__EXERCISE DESCRIPTION__:
Look through the entries below, please, and copy every line with the word "Sources".

__AVAILABLE DATA__:
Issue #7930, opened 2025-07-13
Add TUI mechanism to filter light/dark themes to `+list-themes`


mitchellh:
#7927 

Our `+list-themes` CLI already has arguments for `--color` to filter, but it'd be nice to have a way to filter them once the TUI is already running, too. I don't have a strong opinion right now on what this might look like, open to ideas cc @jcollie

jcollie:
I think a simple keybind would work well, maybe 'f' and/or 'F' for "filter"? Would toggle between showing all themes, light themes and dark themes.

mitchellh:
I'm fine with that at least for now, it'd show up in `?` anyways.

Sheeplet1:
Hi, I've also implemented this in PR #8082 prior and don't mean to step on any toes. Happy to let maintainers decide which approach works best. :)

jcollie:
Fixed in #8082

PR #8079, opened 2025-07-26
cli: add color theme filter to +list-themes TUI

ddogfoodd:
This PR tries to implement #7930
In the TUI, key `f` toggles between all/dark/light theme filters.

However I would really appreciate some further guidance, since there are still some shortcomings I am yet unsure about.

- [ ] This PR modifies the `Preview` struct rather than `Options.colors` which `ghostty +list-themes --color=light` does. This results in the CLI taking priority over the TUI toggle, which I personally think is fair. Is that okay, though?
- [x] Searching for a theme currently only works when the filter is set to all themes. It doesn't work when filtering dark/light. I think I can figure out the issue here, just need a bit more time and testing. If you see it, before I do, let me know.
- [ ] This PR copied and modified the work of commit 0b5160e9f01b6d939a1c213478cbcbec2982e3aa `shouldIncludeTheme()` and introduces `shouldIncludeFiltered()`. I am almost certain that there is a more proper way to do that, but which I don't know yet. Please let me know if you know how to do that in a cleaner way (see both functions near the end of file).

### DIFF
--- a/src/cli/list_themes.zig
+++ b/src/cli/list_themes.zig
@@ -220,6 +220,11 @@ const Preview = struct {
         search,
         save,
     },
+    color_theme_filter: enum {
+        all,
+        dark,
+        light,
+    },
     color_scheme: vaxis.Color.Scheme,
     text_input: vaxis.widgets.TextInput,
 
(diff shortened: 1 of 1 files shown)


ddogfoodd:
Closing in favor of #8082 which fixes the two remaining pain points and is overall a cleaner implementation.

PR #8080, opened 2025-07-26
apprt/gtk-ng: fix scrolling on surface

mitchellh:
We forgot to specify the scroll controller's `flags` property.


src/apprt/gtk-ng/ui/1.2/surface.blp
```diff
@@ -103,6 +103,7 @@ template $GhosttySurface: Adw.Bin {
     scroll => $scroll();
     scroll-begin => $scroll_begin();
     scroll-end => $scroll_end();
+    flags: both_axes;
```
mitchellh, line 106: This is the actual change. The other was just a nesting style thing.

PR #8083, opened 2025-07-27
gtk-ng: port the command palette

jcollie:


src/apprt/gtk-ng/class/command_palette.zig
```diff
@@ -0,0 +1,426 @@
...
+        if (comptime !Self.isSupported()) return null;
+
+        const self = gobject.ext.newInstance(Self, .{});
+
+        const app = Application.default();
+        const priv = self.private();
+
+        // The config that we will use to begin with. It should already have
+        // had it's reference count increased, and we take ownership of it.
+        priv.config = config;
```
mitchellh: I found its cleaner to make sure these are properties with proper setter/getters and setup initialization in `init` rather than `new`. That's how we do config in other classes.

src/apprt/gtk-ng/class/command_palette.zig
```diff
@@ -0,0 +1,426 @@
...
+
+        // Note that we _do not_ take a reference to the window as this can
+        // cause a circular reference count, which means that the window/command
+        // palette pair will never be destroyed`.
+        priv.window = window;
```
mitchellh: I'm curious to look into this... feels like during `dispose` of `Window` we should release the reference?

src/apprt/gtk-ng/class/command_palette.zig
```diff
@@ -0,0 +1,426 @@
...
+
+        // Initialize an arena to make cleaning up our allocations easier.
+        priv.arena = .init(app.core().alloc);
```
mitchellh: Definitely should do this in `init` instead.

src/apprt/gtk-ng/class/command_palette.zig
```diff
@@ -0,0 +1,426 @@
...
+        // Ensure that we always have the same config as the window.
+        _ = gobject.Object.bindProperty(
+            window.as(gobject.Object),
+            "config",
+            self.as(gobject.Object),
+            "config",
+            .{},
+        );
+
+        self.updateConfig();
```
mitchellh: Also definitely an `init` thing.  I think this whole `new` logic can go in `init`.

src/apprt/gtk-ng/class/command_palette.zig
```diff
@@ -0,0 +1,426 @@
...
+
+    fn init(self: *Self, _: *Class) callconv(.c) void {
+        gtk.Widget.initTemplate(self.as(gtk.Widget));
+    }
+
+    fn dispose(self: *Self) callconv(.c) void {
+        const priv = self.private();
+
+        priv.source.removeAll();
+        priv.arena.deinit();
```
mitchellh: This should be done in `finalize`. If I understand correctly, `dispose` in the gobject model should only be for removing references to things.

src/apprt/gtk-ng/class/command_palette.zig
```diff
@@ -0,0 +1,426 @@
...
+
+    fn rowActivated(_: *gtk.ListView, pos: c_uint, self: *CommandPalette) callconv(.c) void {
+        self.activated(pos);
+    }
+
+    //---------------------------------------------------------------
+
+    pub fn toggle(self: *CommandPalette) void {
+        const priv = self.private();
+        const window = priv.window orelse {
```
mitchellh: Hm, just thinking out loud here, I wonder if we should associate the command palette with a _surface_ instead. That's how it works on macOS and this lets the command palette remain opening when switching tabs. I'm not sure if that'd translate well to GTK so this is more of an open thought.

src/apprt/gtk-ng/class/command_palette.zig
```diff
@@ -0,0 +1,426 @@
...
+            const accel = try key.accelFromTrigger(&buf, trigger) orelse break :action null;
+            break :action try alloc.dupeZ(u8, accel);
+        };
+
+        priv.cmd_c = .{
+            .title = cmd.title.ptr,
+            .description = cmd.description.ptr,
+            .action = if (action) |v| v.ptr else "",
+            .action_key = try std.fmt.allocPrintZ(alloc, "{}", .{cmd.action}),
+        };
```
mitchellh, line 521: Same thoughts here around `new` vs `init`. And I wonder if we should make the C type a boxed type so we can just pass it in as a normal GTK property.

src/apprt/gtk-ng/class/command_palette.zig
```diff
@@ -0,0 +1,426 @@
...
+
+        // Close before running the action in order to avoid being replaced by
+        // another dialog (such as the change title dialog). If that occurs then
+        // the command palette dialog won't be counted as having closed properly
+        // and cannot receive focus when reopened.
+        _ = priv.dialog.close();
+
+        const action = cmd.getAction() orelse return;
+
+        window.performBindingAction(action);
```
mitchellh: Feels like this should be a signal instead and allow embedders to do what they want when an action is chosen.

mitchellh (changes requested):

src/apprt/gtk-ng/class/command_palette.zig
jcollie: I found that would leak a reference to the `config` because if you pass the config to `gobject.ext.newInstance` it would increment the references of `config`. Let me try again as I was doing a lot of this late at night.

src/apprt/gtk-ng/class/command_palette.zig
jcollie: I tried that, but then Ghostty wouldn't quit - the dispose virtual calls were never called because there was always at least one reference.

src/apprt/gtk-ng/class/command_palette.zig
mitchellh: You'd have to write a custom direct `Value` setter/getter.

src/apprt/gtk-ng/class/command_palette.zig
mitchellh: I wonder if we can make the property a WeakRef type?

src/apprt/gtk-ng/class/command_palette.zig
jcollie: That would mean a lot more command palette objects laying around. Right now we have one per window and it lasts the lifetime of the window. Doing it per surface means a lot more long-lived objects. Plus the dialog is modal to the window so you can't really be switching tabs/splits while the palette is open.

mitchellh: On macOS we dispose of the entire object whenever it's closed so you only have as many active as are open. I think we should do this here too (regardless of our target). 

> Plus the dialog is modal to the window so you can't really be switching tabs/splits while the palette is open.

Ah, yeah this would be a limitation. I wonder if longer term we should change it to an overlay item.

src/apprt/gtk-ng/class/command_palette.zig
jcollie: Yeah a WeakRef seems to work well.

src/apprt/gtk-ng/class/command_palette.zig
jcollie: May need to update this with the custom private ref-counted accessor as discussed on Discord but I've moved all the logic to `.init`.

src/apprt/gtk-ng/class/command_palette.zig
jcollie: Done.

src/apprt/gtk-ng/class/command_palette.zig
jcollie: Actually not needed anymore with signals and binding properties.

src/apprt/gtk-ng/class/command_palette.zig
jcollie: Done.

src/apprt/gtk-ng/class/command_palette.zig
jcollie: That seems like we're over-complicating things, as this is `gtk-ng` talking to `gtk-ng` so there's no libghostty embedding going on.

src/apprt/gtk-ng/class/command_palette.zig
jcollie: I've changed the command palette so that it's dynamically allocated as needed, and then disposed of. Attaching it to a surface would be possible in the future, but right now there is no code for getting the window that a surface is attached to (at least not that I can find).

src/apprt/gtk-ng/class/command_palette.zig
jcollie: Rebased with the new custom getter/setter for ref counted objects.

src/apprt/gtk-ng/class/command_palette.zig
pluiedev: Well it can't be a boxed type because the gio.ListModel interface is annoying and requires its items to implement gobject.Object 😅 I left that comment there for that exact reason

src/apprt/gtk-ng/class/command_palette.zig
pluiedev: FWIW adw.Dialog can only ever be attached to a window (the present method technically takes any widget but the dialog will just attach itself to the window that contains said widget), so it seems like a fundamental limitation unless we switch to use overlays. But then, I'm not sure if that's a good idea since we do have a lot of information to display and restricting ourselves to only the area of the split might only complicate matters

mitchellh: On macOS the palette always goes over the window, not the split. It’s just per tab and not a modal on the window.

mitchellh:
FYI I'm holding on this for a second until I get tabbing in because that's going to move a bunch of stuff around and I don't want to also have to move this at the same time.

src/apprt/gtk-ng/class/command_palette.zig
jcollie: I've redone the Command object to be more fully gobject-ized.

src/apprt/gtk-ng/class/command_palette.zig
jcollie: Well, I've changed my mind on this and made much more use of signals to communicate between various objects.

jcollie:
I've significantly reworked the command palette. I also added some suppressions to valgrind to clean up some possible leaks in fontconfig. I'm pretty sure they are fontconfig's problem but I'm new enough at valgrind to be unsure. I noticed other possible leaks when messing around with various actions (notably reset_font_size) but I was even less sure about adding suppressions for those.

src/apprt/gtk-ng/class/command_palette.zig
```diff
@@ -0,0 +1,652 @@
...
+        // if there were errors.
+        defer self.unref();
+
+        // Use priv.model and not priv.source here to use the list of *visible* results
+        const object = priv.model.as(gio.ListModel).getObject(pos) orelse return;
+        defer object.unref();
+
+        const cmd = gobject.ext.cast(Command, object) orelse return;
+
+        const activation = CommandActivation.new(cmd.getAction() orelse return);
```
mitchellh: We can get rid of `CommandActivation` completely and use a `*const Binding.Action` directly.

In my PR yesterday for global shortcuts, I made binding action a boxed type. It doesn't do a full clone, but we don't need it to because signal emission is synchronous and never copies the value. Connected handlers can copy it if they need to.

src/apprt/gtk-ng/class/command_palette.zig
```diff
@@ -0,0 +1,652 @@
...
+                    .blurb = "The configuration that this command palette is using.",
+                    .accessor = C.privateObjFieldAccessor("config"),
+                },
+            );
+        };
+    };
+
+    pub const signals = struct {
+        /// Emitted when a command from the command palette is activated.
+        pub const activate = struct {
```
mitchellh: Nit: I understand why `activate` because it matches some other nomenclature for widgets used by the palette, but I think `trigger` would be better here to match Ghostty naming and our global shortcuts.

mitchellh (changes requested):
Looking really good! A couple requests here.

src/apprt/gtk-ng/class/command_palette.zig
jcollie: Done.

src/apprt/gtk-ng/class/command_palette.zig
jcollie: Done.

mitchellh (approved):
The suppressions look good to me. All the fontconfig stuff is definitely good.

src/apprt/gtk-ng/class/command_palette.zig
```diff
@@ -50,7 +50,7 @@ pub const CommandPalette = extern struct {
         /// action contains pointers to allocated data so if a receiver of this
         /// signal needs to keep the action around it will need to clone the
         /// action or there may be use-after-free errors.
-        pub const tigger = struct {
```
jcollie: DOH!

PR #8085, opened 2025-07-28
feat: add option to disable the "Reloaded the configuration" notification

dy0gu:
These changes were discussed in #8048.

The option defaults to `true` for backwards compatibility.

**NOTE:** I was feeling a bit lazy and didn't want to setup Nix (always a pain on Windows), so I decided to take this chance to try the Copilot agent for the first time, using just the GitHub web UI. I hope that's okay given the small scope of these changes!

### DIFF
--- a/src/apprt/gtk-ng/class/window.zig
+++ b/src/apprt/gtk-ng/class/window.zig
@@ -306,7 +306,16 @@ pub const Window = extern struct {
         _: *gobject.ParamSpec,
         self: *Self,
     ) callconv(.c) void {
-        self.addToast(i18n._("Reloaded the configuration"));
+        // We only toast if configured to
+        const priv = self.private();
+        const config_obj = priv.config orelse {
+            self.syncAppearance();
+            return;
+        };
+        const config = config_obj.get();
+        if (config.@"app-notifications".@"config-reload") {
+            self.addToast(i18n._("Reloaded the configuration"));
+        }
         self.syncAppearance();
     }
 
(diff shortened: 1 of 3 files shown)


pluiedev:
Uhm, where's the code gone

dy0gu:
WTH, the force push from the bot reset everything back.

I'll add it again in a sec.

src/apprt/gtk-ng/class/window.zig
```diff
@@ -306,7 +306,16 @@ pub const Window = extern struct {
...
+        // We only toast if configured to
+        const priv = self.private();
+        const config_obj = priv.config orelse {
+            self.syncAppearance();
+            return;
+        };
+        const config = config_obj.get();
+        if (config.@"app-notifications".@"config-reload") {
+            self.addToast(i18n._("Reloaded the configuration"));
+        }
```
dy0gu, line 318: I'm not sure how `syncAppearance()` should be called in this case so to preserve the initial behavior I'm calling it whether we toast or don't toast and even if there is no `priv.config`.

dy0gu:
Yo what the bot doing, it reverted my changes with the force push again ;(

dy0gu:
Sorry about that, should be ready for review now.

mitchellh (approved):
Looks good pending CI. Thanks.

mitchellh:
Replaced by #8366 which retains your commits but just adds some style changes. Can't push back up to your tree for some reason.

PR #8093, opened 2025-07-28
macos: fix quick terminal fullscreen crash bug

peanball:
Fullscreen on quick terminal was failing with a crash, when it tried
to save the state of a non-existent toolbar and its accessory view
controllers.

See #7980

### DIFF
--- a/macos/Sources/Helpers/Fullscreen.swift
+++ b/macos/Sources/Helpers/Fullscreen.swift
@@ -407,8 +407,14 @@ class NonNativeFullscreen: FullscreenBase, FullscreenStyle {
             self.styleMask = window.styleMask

__EXPECTED ANSWER__:
--- a/macos/Sources/Helpers/Fullscreen.swift
+++ b/macos/Sources/Helpers/Fullscreen.swift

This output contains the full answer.